Thursday was Bike Park Wales. We absolutely loved this place for a day out. The uplift, trails and weather were great. Only let down was not being able to do the harder trails due to the pain in my wrist. The reds would have been OK but couldn’t hold on well going off drops. That said the blue trails were fast and still good fun.

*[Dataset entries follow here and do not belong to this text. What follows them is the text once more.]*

PR #273, opened 2022-09-22
lagofy: use el9stream-engine-installed

michalskrivanek:
now that we build el9stream engine and have the corresponding image, we can
run el9stream runs with it


michalskrivanek:
el9 engine builds enabled by https://github.com/oVirt/ovirt-engine/pull/647

PR #274, opened 2022-09-22
basic: Check TPM presence

mz-pdm:
We enable TPM for vm0 and then check that a TPM device is actually present in the guest OS.

vm0 configuration must be changed to a TPM-compatible guest OS in order to be able to have a TPM device.


mz-pdm:
Hm, another platform bug fix not present in Stream 8. So we can have this test only after switching away from Stream 8.

mz-pdm:
There seems to be no good VM to run the test on:

- vm0 tests memory snapshots, which are incompatible with TPM.
- The other VMs don't have a bootable guest OS.

I don't think this tests is worth of larger changes, so closing.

Friday was Snowdon. Stopped in a local B&B and made an early start due to the threat of worse weather coming in after dinner. Completely under estimated the scale of the climb and how much the weather can change when you are nearing the top. It was almost exactly like @PeteXXX below. Thought I had over dressed but luckily had just enough on to stay warm at the summit. The climb took 2 hours 40 and 25 minutes on the descent. It smashed my wrists about on the way down so decided to give Stinog a miss.




PeteXXX said:


> ........then good weather for Snowdon until the summit, where it was 40 mph winds 2 or 3 degrees C and fog.







Saturday we decided to go back to Degla as we enjoyed the ride. All was going well until I went off a drop near the end that blew a hole in the sidewall. Sealant wouldn't sort it so threw a tube in, patched it up to get back to the car and decided to call it a day and head home.

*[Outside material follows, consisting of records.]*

PR #277, opened 2022-09-26
selenium fix

michalskrivanek:
- selenium: upgrade to 4.4.0
- selenium: export novnc port
- selenium: use Enter instead of clicking OK

### DIFF
--- a/ost_utils/pytest/fixtures/selenium.py
+++ b/ost_utils/pytest/fixtures/selenium.py
@@ -116,12 +116,14 @@ def selenium_browser(
     container_id = ansible_storage.shell(
         "podman run -d"
         f" -p {selenium_port}:{selenium_port}"
+        "  -p 7900:7900"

Its well worth a trip if anyone hasn’t done Wales before.


----------



## Hacienda71 (10 Oct 2016)

Cracking photos!


----------



## PeteXXX (10 Oct 2016)

Great report, hope the wrists get better soon. 
On our trip last year, we had two days to ride. We checked the mountai forecast and decided which day to do Coed y Brenin, preferring a dry Snowdon and a drizzly Coed. 
I'm jealous now so will have to plan another jolly there in the Spring


----------



## Motozulu (10 Oct 2016)

Snowdon was the best and hardest thing I have ever done in my life - well done.


----------



## Jody (11 Oct 2016)

Motozulu said:


> Snowdon was the best and hardest thing I have ever done in my life - well done.



Would agree with that @Motozulu I was OK with it until I reached the under pass about 4/5 of the way up. I really lost motivation but kept trudging on staring at the floor knowing there was only half an hour left. The pie and the cuppa tasted fantastic though when we made it to the cafe.


----------



## PeteXXX (11 Oct 2016)

We never found the cafe, it was too foggy 

Did you wave at the trains, and get a wave back from people looking at eejits riding up the rocks?


----------



## Jody (11 Oct 2016)

PeteXXX said:


> Did you wave at the trains, and get a wave back from people looking at eejits riding up the rocks?

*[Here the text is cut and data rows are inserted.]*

PR #278, opened 2022-09-27
UI tests: Workaround problem with keycloak logout

ljelinkova:
If the admin is not logged out properly, let's try to logout admin from the user portal and login test user.


ljelinkova:
Closing in favor of creating a completely new session for user portal and grafana

PR #281, opened 2022-09-29
selenium: Go back to 4.0.0

tinez:
The 4.4.0 Selenium version is more unstable than 4.0.0.


ljelinkova (approved):

michalskrivanek:
is 4.0.0 really that much better? eh...we want modern browsers too...

sjd78:
Would the `requirements.txt` selenium version also need to be changed to match?

michalskrivanek:
we'll go with 4.5.0

PR #282, opened 2022-09-29
clean sessions

michalskrivanek:
- selenium: export novnc port
- selenium: use Enter instead of clicking OK
- try to clean up any SSO sessions before entering UI tests


michalskrivanek:
nope, there still is an api token allocated first and the ui session doesn't get a refresh token then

Yes, there were lots of smug people waving from the train as they went past. I would like to think they were smiling at us but am fairly sure they were laughing.

One thing I did notice was the amount of encouragement coming from the peds walking up and down. Really helped keep the motivation going with a bit of banter.


----------



## Motozulu (11 Oct 2016)

Feckin cafe was closed when we did it - I was gutted - what I'd have given for a hot drink and some cake . Agree about the peds though, they were ace.


----------



## djb1971 (11 Oct 2016)

Next time you're over have a ride of the Rhyd Ddu track. It's a nice climb with great summit views when it's not foggy. The top is bit rocky and you'll walk a few bits unless you're a bit nuts. The descent is great but over in no time at all. When I do it, I wonder why it takes so long to get up there!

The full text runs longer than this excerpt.